***** Material supplied *****

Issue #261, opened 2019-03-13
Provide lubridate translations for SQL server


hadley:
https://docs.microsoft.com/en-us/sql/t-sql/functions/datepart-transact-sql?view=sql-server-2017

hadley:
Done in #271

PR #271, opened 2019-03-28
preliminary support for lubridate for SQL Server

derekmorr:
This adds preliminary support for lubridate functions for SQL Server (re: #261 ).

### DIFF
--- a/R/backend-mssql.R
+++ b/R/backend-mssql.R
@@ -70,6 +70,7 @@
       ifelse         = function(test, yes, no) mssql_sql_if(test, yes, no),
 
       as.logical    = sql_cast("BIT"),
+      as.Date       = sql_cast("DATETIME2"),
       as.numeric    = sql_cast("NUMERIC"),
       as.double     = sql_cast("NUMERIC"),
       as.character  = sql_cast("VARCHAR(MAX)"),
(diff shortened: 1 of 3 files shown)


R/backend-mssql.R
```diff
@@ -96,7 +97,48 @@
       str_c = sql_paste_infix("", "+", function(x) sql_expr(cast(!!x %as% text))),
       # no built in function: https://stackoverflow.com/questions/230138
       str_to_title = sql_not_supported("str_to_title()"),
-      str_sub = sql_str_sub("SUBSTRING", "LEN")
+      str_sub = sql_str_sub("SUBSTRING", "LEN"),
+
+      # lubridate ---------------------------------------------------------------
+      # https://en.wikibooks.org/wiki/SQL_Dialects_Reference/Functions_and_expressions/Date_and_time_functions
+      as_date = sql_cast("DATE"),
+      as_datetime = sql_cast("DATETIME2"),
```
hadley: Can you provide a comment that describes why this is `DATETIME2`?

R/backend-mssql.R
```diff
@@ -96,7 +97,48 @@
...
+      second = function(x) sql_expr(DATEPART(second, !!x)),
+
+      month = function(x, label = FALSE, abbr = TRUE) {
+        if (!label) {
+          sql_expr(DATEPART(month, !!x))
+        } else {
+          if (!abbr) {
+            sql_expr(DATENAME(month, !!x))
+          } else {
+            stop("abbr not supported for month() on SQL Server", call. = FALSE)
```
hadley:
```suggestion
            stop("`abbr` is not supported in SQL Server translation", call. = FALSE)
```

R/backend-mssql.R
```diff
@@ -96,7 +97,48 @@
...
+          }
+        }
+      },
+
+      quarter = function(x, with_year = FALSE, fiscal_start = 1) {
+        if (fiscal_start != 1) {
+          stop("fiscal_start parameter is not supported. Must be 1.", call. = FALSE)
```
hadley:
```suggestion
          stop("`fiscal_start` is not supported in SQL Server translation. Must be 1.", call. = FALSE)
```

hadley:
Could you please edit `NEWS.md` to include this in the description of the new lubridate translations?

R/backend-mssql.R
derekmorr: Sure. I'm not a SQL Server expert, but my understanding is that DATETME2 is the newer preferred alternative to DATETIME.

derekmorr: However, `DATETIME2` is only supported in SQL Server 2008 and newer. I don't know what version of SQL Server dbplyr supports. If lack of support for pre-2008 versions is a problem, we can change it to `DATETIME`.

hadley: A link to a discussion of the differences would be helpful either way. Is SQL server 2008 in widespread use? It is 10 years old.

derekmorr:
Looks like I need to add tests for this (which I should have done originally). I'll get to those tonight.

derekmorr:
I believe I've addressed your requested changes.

*****
***** Material supplied *****

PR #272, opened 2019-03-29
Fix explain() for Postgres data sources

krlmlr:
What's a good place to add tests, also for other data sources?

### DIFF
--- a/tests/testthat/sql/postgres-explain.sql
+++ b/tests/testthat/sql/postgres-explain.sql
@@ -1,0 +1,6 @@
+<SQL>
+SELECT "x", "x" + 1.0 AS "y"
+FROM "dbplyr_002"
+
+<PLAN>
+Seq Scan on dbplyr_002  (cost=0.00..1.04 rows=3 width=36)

*****

• **Instructions to follow**
When a line in the material above includes "abbr", report that line by copying it.

• **Written response**
+      month = function(x, label = FALSE, abbr = TRUE) {
+          if (!abbr) {
+            stop("abbr not supported for month() on SQL Server", call. = FALSE)
            stop("`abbr` is not supported in SQL Server translation", call. = FALSE)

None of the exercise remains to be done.